Initial screening of NMR samples can be done with 1D 1H NMR on labeled or unlabeled protein samples in aqueous buffer with 5-10% D2O.

It is helpful to have an estimation of the protein concentration obtained from a method such as UV absorption and also to add 50 uM DSS as an internal standard for both referencing (to 0 ppm) and for estimating the protein concentration.


The criteria for judging the NMR spectrum are:

  1. good signal to noise as compared to the DSS peak
  2. chemical shifts dispersion upfield of 0 ppm is good, since it indicates methyl protons that are in a folded core and nearby to methyl groups (not essential if the protein does not have aromatic residues)
  3. chemical shifts dispersion in the amide region is good (will be much less if protein is predicted to be mostly helical vs. mosty beta strand.
  4. peaks should not be too broad, allowing resolved peaks to be observed
  5. uniform intensity of peaks in the amide regions is ideal.
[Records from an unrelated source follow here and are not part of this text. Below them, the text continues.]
PR #3, opened 2022-04-25
feat: messaging

vsomayaji:
This adds messaging support (using [PubNub](https://www.pubnub.com/)) to the `PlatformClient`.

If the `PlatformClient` is configured with `PlatformMessagingKeys` (optional, since some clients may not support text-based communication), the client will be able to use two methods on a service request's `Room`: `messageStream` to stream all messages sent and received, and `sendMessage` to send a message.


example/lib/main.dart
```diff
@@ -78,108 +99,175 @@ class _MyAppState extends State<MyApp> implements RoomHandler {
...
+          child: const Text('End Call'),
+        ),
+      ],
+    );
+  }
+
+  Widget get _messagingWidget {
+    return Row(
+      children: <Widget>[
+        Expanded(
```
vsomayaji, line 147: Without `Expanded`, sticking `TextFormField` in a `Row` causes layout issues.

https://stackoverflow.com/a/56923281

lib/src/models/message.dart
```diff
@@ -0,0 +1,23 @@
+class Message {
+  /// Whether the message was sent by the Explorer.
+  final bool isLocal;
```
vsomayaji, line 3: I'm not a huge fan of this name. I toyed with names like `sentByExplorer`, `fromExplorer` and `fromMe`, but none of them felt great. For now, since we're using "local" and "remote" when referring to the Explorer and Agent streams, we'll use the same terms here.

At Rutger's University, samples are screened at 20 degrees using 1.7-mm NMR tubes that are loaded into a Bruker B-ACS 60 samples handler and run on a Bruker TCI 1.7 MicroCryoprobe. [1]

Samples with promising 1D spectra should be 15N labeled so that the [15N-1H] HSQC can be recorded.

References

  1. Rossi, P. et. al. (2009). "A microscale protein NMR sample screening pipeline." J. Biomol. NMR, in press.